ENTRIES PROVIDED —
Issue #683, opened 2023-06-23
[JTC] set_hold_position() doesn't actually stop the robot


egordon:
**Describe the bug**
Upon aborting a goal or some other unrecoverable error, trajectory execution is stopped in the realtime loop by calling `set_hold_position()`, which sets an empty trajectory. This doesn't actually stop the robot. Instead, the empty trajectory does not have any valid point, so nothing at all is commanded to the hardware interface. This means that the last-commanded hardware state remains in place, which has no guarantee of actually stopping the robot.

**To Reproduce**
1. Start up JTC with e.g. velocity or acceleration control.
2. Start any trajectory.
3. Cancel the trajectory goal mid-execution so the trajectory is aborted
4. Observe that the robot continues to execute the last-commanded velocity or acceleration or effort.

This issue isn't visible with position-only control.

**Expected behavior**
We should handle this like a transition to the `deactivate` lifecycle state. Namely: `set_hold_position()` should echo the current position back to the robot, and velocity/acceleration should be commanded to 0.

I'll submit a PR to this effect.

**Screenshots**
N/A
But I can provide video of our physical robot (a modified Kinova JACO2) if necessary.

**Environment (please complete the following information)**

* OS: Ubuntu 22.04 Jammy
* ROS Version Humble
* With current package ros-humble-joint-trajectory-controller v2.20.0-1jammy.20230522.072811

**Additional Context**

Note the existing TODO with regards to effort interfaces, it is unclear how to stop an effort-only interface in a robot-agnostic way.

christophfroehlich:
Duplicate of #514? At least the same behavior causing both issues IMHO.

PR #684, opened 2023-06-23
Have set_hold_position() actually stop the robot

egordon:
Addresses https://github.com/ros-controls/ros2_controllers/issues/683

In almost all cases, that a trajectory doesn't return a valid point implies that `set_hold_position()` (which defines an empty trajectory with no valid points) has been called somewhere. We should stop the robot in this case.

Note the existing TODO that it is unclear how to stop an effort-controlled robot.

Note also that we should not reach this code under any other circumstance, since all incoming trajectories are validated before copied to the realtime pointer. Therefore, reaching this code without `set_hold_position()` implies a bug in our validation code, and I would argue stopping the robot is reasonable behavior.

- [x] Fork the repository.

### DIFF
--- a/joint_trajectory_controller/src/joint_trajectory_controller.cpp
+++ b/joint_trajectory_controller/src/joint_trajectory_controller.cpp
@@ -364,7 +364,6 @@ controller_interface::return_type JointTrajectoryController::update(
     {
       /// Likely an Empty trajectory from set_hold_position()
       /// Command hold position
-      // TODO(anyone): How to halt when using effort commands?
       for (size_t index = 0; index < dof_; ++index)
       {
         if (has_position_command_interface_)
@@ -377,7 +376,8 @@ controller_interface::return_type JointTrajectoryController::update(
         {
           joint_command_interface_[1][index].get().set_value(0.0);
         }
-
+        
+        // TODO(anyone): How to halt when using effort commands?
         if (has_effort_command_interface_)
         {
           joint_command_interface_[3][index].get().set_value(0.0);
--- a/joint_trajectory_controller/src/joint_trajectory_controller.cpp
+++ b/joint_trajectory_controller/src/joint_trajectory_controller.cpp
@@ -360,6 +360,30 @@ controller_interface::return_type JointTrajectoryController::update(
         RCLCPP_ERROR(get_node()->get_logger(), "Holding position due to state tolerance violation");
       }
     }
+    else
+    {
+      /// Likely an Empty trajectory from set_hold_position()
+      /// Command hold position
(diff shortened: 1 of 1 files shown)


joint_trajectory_controller/src/joint_trajectory_controller.cpp
```diff
@@ -360,6 +360,30 @@ controller_interface::return_type JointTrajectoryController::update(
...
+          joint_command_interface_[0][index].get().set_value(
+            joint_command_interface_[0][index].get().get_value());
+        }
+
+        if (has_velocity_command_interface_)
+        {
+          joint_command_interface_[1][index].get().set_value(0.0);
+        }
+
+        if (has_effort_command_interface_)
```
bmagyar, line 381:
```suggestion
      for (size_t index = 0; index < dof_; ++index)
      {
        if (has_position_command_interface_)
        {
          joint_command_interface_[0][index].get().set_value(
            joint_command_interface_[0][index].get().get_value());
        }

        if (has_velocity_command_interface_)
        {
          joint_command_interface_[1][index].get().set_value(0.0);
        }
        
        // TODO(anyone): How to halt when using effort commands?
        if (has_effort_command_interface_)
```

joint_trajectory_controller/src/joint_trajectory_controller.cpp
```diff
@@ -360,6 +360,30 @@ controller_interface::return_type JointTrajectoryController::update(
         RCLCPP_ERROR(get_node()->get_logger(), "Holding position due to state tolerance violation");
       }
     }
+    else
+    {
+      /// Likely an Empty trajectory from set_hold_position()
+      /// Command hold position
```
bmagyar, line 366:
```suggestion
      /// Likely an Empty trajectory from set_hold_position()
      /// Command hold position
      RCLCPP_DEBUG(get_node()->get_logger(), "Likely an Empty trajectory from set_hold_position(). Holding position...");
```

bmagyar: What do you think of this version @egordon ?

bmagyar (approved):

christophfroehlich:
I think that #558 already adresses this issue?

bmagyar:
Partial to #558 as it has tests...

christophfroehlich:
I had a detailed look: I think this one here does not solve the problem for all interface combinations: it sets command-interfaces of velocity/effort to zero at the end of the update method -> a position hold is not guaranteed, because the PIDs' outputs will be overriden.

destogl:
Closing in favor of #613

ASSIGNMENT —
Copy the entries exactly as they appear.

TASK RESULT —
Issue #683, opened 2023-06-23
[JTC] set_hold_position() doesn't actually stop the robot


egordon:
**Describe the bug**
Upon aborting a goal or some other unrecoverable error, trajectory execution is stopped in the realtime loop by calling `set_hold_position()`, which sets an empty trajectory. This doesn't actually stop the robot. Instead, the empty trajectory does not have any valid point, so nothing at all is commanded to the hardware interface. This means that the last-commanded hardware state remains in place, which has no guarantee of actually stopping the robot.

**To Reproduce**
1. Start up JTC with e.g. velocity or acceleration control.
2. Start any trajectory.
3. Cancel the trajectory goal mid-execution so the trajectory is aborted
4. Observe that the robot continues to execute the last-commanded velocity or acceleration or effort.

This issue isn't visible with position-only control.

**Expected behavior**
We should handle this like a transition to the `deactivate` lifecycle state. Namely: `set_hold_position()` should echo the current position back to the robot, and velocity/acceleration should be commanded to 0.

I'll submit a PR to this effect.

**Screenshots**
N/A
But I can provide video of our physical robot (a modified Kinova JACO2) if necessary.

**Environment (please complete the following information)**

* OS: Ubuntu 22.04 Jammy
* ROS Version Humble
* With current package ros-humble-joint-trajectory-controller v2.20.0-1jammy.20230522.072811

**Additional Context**

Note the existing TODO with regards to effort interfaces, it is unclear how to stop an effort-only interface in a robot-agnostic way.

christophfroehlich:
Duplicate of #514? At least the same behavior causing both issues IMHO.

PR #684, opened 2023-06-23
Have set_hold_position() actually stop the robot

egordon:
Addresses https://github.com/ros-controls/ros2_controllers/issues/683

In almost all cases, that a trajectory doesn't return a valid point implies that `set_hold_position()` (which defines an empty trajectory with no valid points) has been called somewhere. We should stop the robot in this case.

Note the existing TODO that it is unclear how to stop an effort-controlled robot.

Note also that we should not reach this code under any other circumstance, since all incoming trajectories are validated before copied to the realtime pointer. Therefore, reaching this code without `set_hold_position()` implies a bug in our validation code, and I would argue stopping the robot is reasonable behavior.

- [x] Fork the repository.

### DIFF
--- a/joint_trajectory_controller/src/joint_trajectory_controller.cpp
+++ b/joint_trajectory_controller/src/joint_trajectory_controller.cpp
@@ -364,7 +364,6 @@ controller_interface::return_type JointTrajectoryController::update(
     {
       /// Likely an Empty trajectory from set_hold_position()
       /// Command hold position
-      // TODO(anyone): How to halt when using effort commands?
       for (size_t index = 0; index < dof_; ++index)
       {
         if (has_position_command_interface_)
@@ -377,7 +376,8 @@ controller_interface::return_type JointTrajectoryController::update(
         {
           joint_command_interface_[1][index].get().set_value(0.0);
         }
-
+        
+        // TODO(anyone): How to halt when using effort commands?
         if (has_effort_command_interface_)
         {
           joint_command_interface_[3][index].get().set_value(0.0);
--- a/joint_trajectory_controller/src/joint_trajectory_controller.cpp
+++ b/joint_trajectory_controller/src/joint_trajectory_controller.cpp
@@ -360,6 +360,30 @@ controller_interface::return_type JointTrajectoryController::update(
         RCLCPP_ERROR(get_node()->get_logger(), "Holding position due to state tolerance violation");
       }
     }
+    else
+    {
+      /// Likely an Empty trajectory from set_hold_position()
+      /// Command hold position
(diff shortened: 1 of 1 files shown)


joint_trajectory_controller/src/joint_trajectory_controller.cpp
```diff
@@ -360,6 +360,30 @@ controller_interface::return_type JointTrajectoryController::update(
...
+          joint_command_interface_[0][index].get().set_value(
+            joint_command_interface_[0][index].get().get_value());
+        }
+
+        if (has_velocity_command_interface_)
+        {
+          joint_command_interface_[1][index].get().set_value(0.0);
+        }
+
+        if (has_effort_command_interface_)
```
bmagyar, line 381:
```suggestion
      for (size_t index = 0; index < dof_; ++index)
      {
        if (has_position_command_interface_)
        {
          joint_command_interface_[0][index].get().set_value(
            joint_command_interface_[0][index].get().get_value());
        }

        if (has_velocity_command_interface_)
        {
          joint_command_interface_[1][index].get().set_value(0.0);
        }
        
        // TODO(anyone): How to halt when using effort commands?
        if (has_effort_command_interface_)
```

joint_trajectory_controller/src/joint_trajectory_controller.cpp
```diff
@@ -360,6 +360,30 @@ controller_interface::return_type JointTrajectoryController::update(
         RCLCPP_ERROR(get_node()->get_logger(), "Holding position due to state tolerance violation");
       }
     }
+    else
+    {
+      /// Likely an Empty trajectory from set_hold_position()
+      /// Command hold position
```
bmagyar, line 366:
```suggestion
      /// Likely an Empty trajectory from set_hold_position()
      /// Command hold position
      RCLCPP_DEBUG(get_node()->get_logger(), "Likely an Empty trajectory from set_hold_position(). Holding position...");
```

bmagyar: What do you think of this version @egordon ?

bmagyar (approved):

christophfroehlich:
I think that #558 already adresses this issue?

bmagyar:
Partial to #558 as it has tests...

christophfroehlich:
I had a detailed look: I think this one here does not solve the problem for all interface combinations: it sets command-interfaces of velocity/effort to zero at the end of the update method -> a position hold is not guaranteed, because the PIDs' outputs will be overriden.

destogl:
Closing in favor of #613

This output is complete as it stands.